No paper trail connecting Vale or his followers to missing children. I would have found it. I would have burned down half the state to find it.
So why does he speak of Wren like he knows her? Not metaphorically, not as a symbol, but with the specific knowledge of someone who was there?
Why bring up a six-year-old girl who vanished from her own backyard on a sunny afternoon?
My knees give out and I sit heavily in the dirt, breathing like I’ve been running for days without stopping.
There’s something here. Something I missed, some fracture in the case. Some connection so carefully hidden that even years of obsessive investigation couldn’t uncover it.
I don’t know how long I sit in the dirt with my knees tucked against my chest, eyes fixed on the metal cup that now sports a permanent dent at the rim.

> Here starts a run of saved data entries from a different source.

PR #477, opened 2025-08-26
 feat: add boot-counting support to lanzaboote

r-vdp:
See https://systemd.io/AUTOMATIC_BOOT_ASSESSMENT/

Boot counting is controlled with a single option, `boot.lanzaboote.bootCounting.initialTries`, if this option is set to a non-zero value, new boot entries will be created with a counter added, set to the value specified in that option. If the option is set to zero, which is also the default, then no boot-counting counters will be added.
Already existing entries will not be modified, so boot counting only applies to new boot entries.

CC: @RaitoBezarius

### DIFF
--- a/nix/modules/lanzaboote.nix
+++ b/nix/modules/lanzaboote.nix
@@ -141,6 +141,18 @@ in
       '';
     };
 
+    bootCounting = {
+      initialTries = lib.mkOption {
+        type = lib.types.ints.u32;
+        default = 0;
+        description = ''
+          The number of boot counting tries to set for new boot entries.
+          Setting this to zero, disables boot counting.
+          See https://systemd.io/AUTOMATIC_BOOT_ASSESSMENT/
+        '';
+      };
+    };
+
     installCommand = lib.mkOption {
       type = lib.types.str;
       readOnly = true;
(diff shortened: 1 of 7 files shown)


blitz:
Interesting! It will take me some time to get to this. If there is a way to split this into smaller PRs that would help speed things up!

r-vdp:
Yeah I can split it, the reason that I didn't is that the earlier commits don't add much value by themselves besides preparing for the boot counting implementation, so I'm not sure that it would make much sense to merge those separately.

But if it would make reviewing easier for you, then I can definitely create individual PRs, more or less corresponding to the commits in this one.

r-vdp:
@blitz I split out #479 but I cannot set the base of this branch to a branch in my fork, so the commits still show up here (and boot counting needs that PR).
But so you could review that PR first if you wish, before this one.

r-vdp:
With #479 merged (thanks @nikstur!), this is now ready for review, @blitz, @RaitoBezarius, @nikstur (for some reason I don't have permission to actually request reviews on this repo, hence the pings).

r-vdp:
Resolved the merge conflicts.

dasJ (approved):

r-vdp:
This is probably also affected by https://github.com/systemd/systemd/issues/40192

I need to see if we can work around it, or if the only solution is to convince upstream to fix this.

TL;DR is that when you set an explicit default boot entry, then starting from 258.2 systemd-boot will boot that entry regardless of any boot counters.

RaitoBezarius (approved):
LGTM.

RaitoBezarius (approved):
LGTM. Thanks.

nikstur:
Fixed the merge conflict. Good to go now.

r-vdp:
Amazing! Now we just need to fix the systemd behaviour to have boot counting work when setting explicit default entries. This is on my to-do list. See https://github.com/systemd/systemd/issues/31215
As is, boot counting will not yet work as expected with systemd >= 258.3.

r-vdp:
Actually, lanzaboote is not affected by https://github.com/systemd/systemd/issues/31215 because we don't actually set any boot default when switching to an old generation.
I think we should add this to lanzaboote by setting an EFI var with the entry to boot, but probably only after we have a fix merged to systemd to make that actually compatible with boot counting.

kirelagin:
Shouldn’t this take the default from the standard NixOS option (or just use it right away instead of introducing a copy here)?

r-vdp:
> Shouldn’t this take the default from the standard NixOS option (or just use it right away instead of introducing a copy here)?

That option is scoped to systemd-boot, and we disable the upstream systemd-boot module when using lanzaboote, so I think it doesn't make much sense to reuse that option.

PR #478, opened 2025-08-31
Small nix cleanups

r-vdp:
- **chore: avoid rec in options definition**
- **chore: avoid `with lib`**


r-vdp:
@blitz I pulled this out of the boot counting PR, it's not really related, just some small improvements (IMHO).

I’ve interrogated sociopaths who kept trophies of their victims. I’ve held steady hands during autopsies while staring into faces that reminded me too much of people I’d lost.
But this is different.
This is disintegration in real time, the careful structure of everything I believed about my life collapsing into rubble. I know I’m being broken down systematically, deliberately. That’s what this place is designed for—the stripping away of certainty until only raw need remains.
And the terrifying part is that it’s working.
I used to think I would know if something was wrong with my child. I used to believe maternal instinct was more reliable than forensic evidence. I used to think I’d see the danger coming.
The sound of the lock turning slices through my self-recrimination like a bone saw through cartilage.
I freeze, every nerve firing at once. The room seems to hold its breath with me, waiting for whatever fresh horror is about to walk through that door.
My pulse kicks against my ribs like a caged animal. I stand not because I want to, but because my body won’t let me remain passive. Some primitive instinct is screaming warnings I don’t understand yet.
The door opens wider and a figure steps into the candle-lit space.
But it’s not Vale.
My breath catches so hard I almost choke on it.
Recognition hits me, like being struck by lightning while standing in water. Everything I thought I understood about this case, about my life, about the six years of grief and obsession that brought me here—all of it collapses in on itself like a controlled demolition.
My knees weaken, but I don’t fall. Can’t fall.
And the only thing I can barely a whisper is, “You?”